Researchers found a significant decrease in the rate of cognitive decline for people who ate more green leafy vegetables (like spinach, kale, collards, and mustard greens). The people who ate just one to two servings of leafy greens per day had the cognitive ability of a person 11 years younger than those who ate none.
Spice it up!
Seasonings and spices add flavor, additional taste satisfaction, AND provide a variety of health benefits from boosting immunity to controlling blood sugar.

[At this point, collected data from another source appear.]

PR #132, opened 2025-02-19
Fix the MoA prompt generation

sivaprasadsudhir:
Set `output_fields_desc` for MoA proposer and aggregator prompts.


mdr223 (approved):

mdr223:
@sivaprasadsudhir my only comment would be that this should go into `main` as a hotfix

The American Institute of Cancer Research provides helpful guidance around which spices can be the most helpful: www.aicr.org
For example, ginger is a popular spice that has been shown to help with nausea as well as provide anti-inflammatory properties that can help with pain management.
Give it a go
It’s estimated that 80% of disease can be tied to food and lifestyle choices—emphasis on the word choice. This month and beyond, you can choose to add a salad or a dark green veggie (that you like) and use your Wondr Health skills to enjoy it… and as a bonus, rest assured that you also gave your body a “food as medicine” boost!